Per Dieter Roth l’opera d’arte deve essere deperibile, proprio come la vita: non a caso l’artista tedesco ha giocato più volte con il significato inglese del suo cognome, trasformandolo in ‘Rot’, cioè “marcire, putrefarsi”, e mettendo in mostra le più estreme forme al limite della deformazione fino all’orlo della decomposizione. Ad esempio con Die Badewanne des Ludwig van (1969), una vasca da bagno a grandezza naturale riempita con busti di Beethoven, alcuni realizzati con cioccolato e altri con grasso animale. Quest’opera è ora di proprietà del Ludwig Museum di Colonia e, nonostante sia conservata in una teca di plastica, nei periodi più caldi dell’anno obbliga il pubblico a non superare la soglia della sala per via dell’insopportabile puzza.

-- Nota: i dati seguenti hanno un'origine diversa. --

PR #349, opened 2026-08-21
feat(Mobile): Pull to refresh

erwanMarmelab:
## Problem

No refresh button on mobile UI

ex: checking the notes tab on a contact to see the latest note forwarded to postmark

## Solution

Pull to refresh : a universal listener that detects when the user starts a scroll up from the top and shows a refresh button, then refreshes the data.

## Screencast

https://github.com/user-attachments/assets/adab642a-3e00-4b69-91e7-96ecce657f99

## Additional Checks

### DIFF
--- a/registry.json
+++ b/registry.json
@@ -510,11 +510,19 @@
           "type": "registry:component"
         },
         {
+          "path": "src/components/atomic-crm/layout/useRefreshData.ts",
+          "type": "registry:component"
+        },
+        {
           "path": "src/components/atomic-crm/layout/TopToolbar.tsx",
           "type": "registry:component"
         },
         {
           "path": "src/components/atomic-crm/layout/PullToRefresh.tsx",
+          "type": "registry:component"
+        },
+        {
+          "path": "src/components/atomic-crm/layout/MobileRefreshButton.tsx",
           "type": "registry:component"
         },
         {
--- a/registry.json
+++ b/registry.json
@@ -482,6 +482,10 @@
           "type": "registry:component"
         },
         {
+          "path": "src/components/atomic-crm/login/authConfig.ts",
+          "type": "registry:component"
+        },
+        {
           "path": "src/components/atomic-crm/login/StartPage.tsx",
           "type": "registry:component"
         },
@@ -507,6 +511,10 @@
         },
         {
           "path": "src/components/atomic-crm/layout/TopToolbar.tsx",
+          "type": "registry:component"
+        },
+        {
+          "path": "src/components/atomic-crm/layout/PullToRefresh.tsx",
           "type": "registry:component"
         },
         {
--- a/src/components/atomic-crm/layout/PullToRefresh.tsx
+++ b/src/components/atomic-crm/layout/PullToRefresh.tsx
@@ -1,7 +1,7 @@
-import { useQueryClient } from "@tanstack/react-query";
 import { LoaderCircle, RotateCw } from "lucide-react";
-import { useTranslate } from "ra-core";
 import { useCallback, useEffect, useRef, useState } from "react";
+
+import { useRefreshData } from "./useRefreshData";
 
 /** Finger travel below which we cannot tell a pull from a tap, so we stay passive. */
 const GESTURE_SLOP = 8;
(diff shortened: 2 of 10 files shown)


src/components/atomic-crm/layout/PullToRefresh.tsx
```diff
@@ -0,0 +1,166 @@
...
+    } finally {
+      isRefreshingRef.current = false;
+      setIsRefreshing(false);
+      moveTo(0);
+    }
+  }, [moveTo, queryClient]);
+
+  useEffect(() => {
+    const onTouchStart = (event: TouchEvent) => {
+      startYRef.current =
```
pysnooLab: A second finger sets startYRef to null, and onTouchEnd (L108) early-returns without resetting distance. Reproduced on Pixel 5 with real touch: 3s after both fingers lift the button is still at translateY(96px), and since distanceRef is still 96, the next tap anywhere fires a full invalidateQueries().


if (event.touches.length !== 1 || isRefreshingRef.current || isScrollGesture(event.target)) {
  startYRef.current = null;
  if (!isRefreshingRef.current) moveTo(0);
  return;
}
startYRef.current = event.touches[0].clientY;

src/components/atomic-crm/layout/PullToRefresh.tsx
```diff
@@ -0,0 +1,166 @@
...
+const MIN_SPINNER_MS = 400;
+
+/**
+ * True when a pull starting on `target` should scroll the page rather than refresh it:
+ * some ancestor is already scrolled down, or the touch is inside a dialog/sheet, which
+ * owns its own scrolling.
+ */
+const isScrollGesture = (target: EventTarget | null) => {
+  let node = target instanceof Element ? target : null;
+  if (node?.closest('[role="dialog"], [data-vaul-drawer]')) {
```
pysnooLab: [role="dialog"] misses Radix Select (role="listbox") and DropdownMenu (role="menu"), both portalled to body so they are not inside their sheet either. Reproduced: pulling inside an open task-actions menu refreshes the whole app with the menu still open. Suggest detecting the nearest scrollable ancestor instead of allowlisting roles. [data-vaul-drawer] is redundant, vaul already renders role="dialog".

src/components/atomic-crm/layout/PullToRefresh.tsx
```diff
@@ -0,0 +1,166 @@
...
+        return;
+      }
+      const delta = event.touches[0].clientY - startYRef.current;
+      if (delta <= GESTURE_SLOP) {
+        moveTo(0);
+        return;
+      }
+      // We own the gesture from here: suppress the native overscroll, which on Chrome
+      // for Android is its own pull-to-refresh reloading the whole page.
+      event.preventDefault();
```
pysnooLab: Per Chrome's own docs, the overscroll-behavior-y: contain you added is already enough to kill Android's native pull-to-refresh, and none additionally kills the glow and the iOS rubber-band. If index.css uses none, this preventDefault() can go and the listener at L125 can be passive: true.

As it stands it cancels legitimate scrolling: on a diagonal swipe over a horizontally scrollable area. It also keeps a non-passive touchmove on document for every mobile page.

src/components/atomic-crm/layout/PullToRefresh.tsx
```diff
@@ -0,0 +1,166 @@
...
+
+  const progress = Math.min(1, distance / TRIGGER_DISTANCE);
+
+  return (
+    <div className="fixed inset-x-0 top-0 z-50 flex justify-center pointer-events-none">
+      <button
+        type="button"
+        aria-label={translate("ra.action.refresh")}
+        disabled={isRefreshing}
+        onClick={() => void refresh()}
```
pysnooLab: onClick is not reachable in real use. Verified with a capture-phase click listener: pulling under the trigger detaches the button before the click is synthesized (0 clicks), and during a refresh it is disabled (0 clicks). The only state where it is visible and enabled is the multi-touch bug above. Drop the handler, or make the affordance persistent.

src/index.css
```diff
@@ -186,3 +186,12 @@ input[type="time"] {
 body {
   font-family: "Inter Variable", ui-sans-serif, system-ui, sans-serif;
 }
+
+/* The mobile pull-to-refresh (see layout/PullToRefresh.tsx) owns the overscroll
+   gesture: without this, Chrome for Android runs its own pull-to-refresh — a full
+   page reload — on top of ours. 767px is the mobile breakpoint of useIsMobile(). */
+@media (max-width: 767px) {
+  html {
+    overscroll-behavior-y: contain;
```
pysnooLab: Make it none rather than contain if the preventDefault() goes, so the CSS also covers the iOS rubber-band.

registry.json
```diff
@@ -481,6 +481,10 @@
           "path": "src/components/atomic-crm/misc/ActiveFilterButton.tsx",
           "type": "registry:component"
         },
+        {
```
pysnooLab, line 484: Not needed for this PR, but redundant everywhere because it was not added

pysnooLab (changes requested):
Docs: the gesture is undiscoverable, and doc/src/content/docs/users/mobile-app.mdx has a Usage section right above the Offline Mode note that describes this exact problem.

Accessibility: no non-gesture way to refresh on mobile now. A button in MobileHeader would fix that and justify the onClick.

src/components/atomic-crm/layout/PullToRefresh.tsx
```diff
@@ -0,0 +1,177 @@
...
+const MAX_DISTANCE = 96;
+
+/** True when the element scrolls on its own and has somewhere to scroll to. */
+const isScroller = (node: Element) => {
+  const { overflowY } = getComputedStyle(node);
+  return (
+    (overflowY === "auto" || overflowY === "scroll") &&
+    node.scrollHeight > node.clientHeight
+  );
+};
```
pysnooLab: Don't think isScroller is mandatory. Scroll guard is already covered by `scrollTop > 0`
Deleting isScroller also removes a getComputedStyle per ancestor on every touchstart.

pysnooLab (approved):
Minor no action needed: the index.css rule applies to every page under 767px, including the login and signup routes, which render outside MobileLayout and so have no pull-to-refresh to replace the browser's own.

Se da una parte i nanetti da giardino annegati nel cioccolato (Zwerge, 1970) e il Schokoladenlöwe (Selbstportrait als Löwe) (1971), sempre di cioccolato, sono dolci (ovviamente), teneri e innocui, la Shokoladeturm (1994-2013), grande torre con decine di busti su ogni piano inframezzati da cristalli, tutte le volte che viene messa in mostra rischia di crollare da un momento all’altro, nel caso in cui una minima variazione di temperatura o di condizioni chimico-fisiche della materia prima ne alterasse la stabilità: attenzione ad avvicinarvisi, sono tonnellate di cioccolato!
JANINE ANTONI
Molto più sensuale, perché strettamente collegato al gusto e al tatto, è il rapporto di Janine Antoni con il “cibo degli dei”. Nel 1992 l’artista americana ha realizzato Gnaw, due semplici cubi, uno di cioccolato e l’altro di lardo. Ognuno pesante 600 libbre (circa 300 chilogrammi). Nulla di semplicemente “minimal”, perché i due cubi sono stati presi letteralmente a morsi dalla scultrice (vedi il titolo onomatopeico dell’opera) per poi ricavare, con il “masticato”, una serie di oggetti che sono stati affiancati ai due cubi in occasione dalla successiva esposizione al MOCA – Museum of Contemporary Art di Los Angeles nel 2001. Con il lardo ha costruito una serie di rossetti per labbra, mentre con il cioccolato ha prodotto contenitori sagomati a cuore, simili a quelli utilizzati come base nelle scatole di cioccolatini. È invece dell’anno successivo Lick and Lather, una serie di quattordici busti, sette di cioccolato e altrettanti di sapone. Anche in questo caso il suo intervento è andato più a fondo, si è fatto più sensualmente corporale. Ogni suo busto di cioccolato è infatti stato da lei leccato fino ad alterarne la fisionomia: “Non passa tanto tempo tra l’odorare e l’assaggiare. È divertente quando crei opere sul desiderio e chi le osserva cede a questo desiderio”. Anche le sculture di sapone sono state usate nel modo più consono, poiché le ha accarezzate per minuti nella vasca da bagno fino a farsi sommergere dalla schiuma.
DA MONDINO A RENOIR
Altri artisti hanno frequentato, anche sporadicamente, il cioccolato. Ad esempio l’immancabile Aldo Mondino con le serie di coloratissimi cioccolatini allineati a rappresentare mappe o bandiere, oppure Vik Muniz con i suoi Sigmund Freud e Jackson Pollock dipinti a pennello. O ancora Suzanne Duchamp in uno stampo di cioccolato (1965) o la Camera dell’Eroe (Venere di cioccolato) (1970) di Vettor Pisani, senza tuttavia scordare i due più celebri anticipatori: La Tasse de chocolat (1912 ca.) di Pierre-Auguste Renoir e la Broyeuse de Chocolat (1913) di Marcel Duchamp.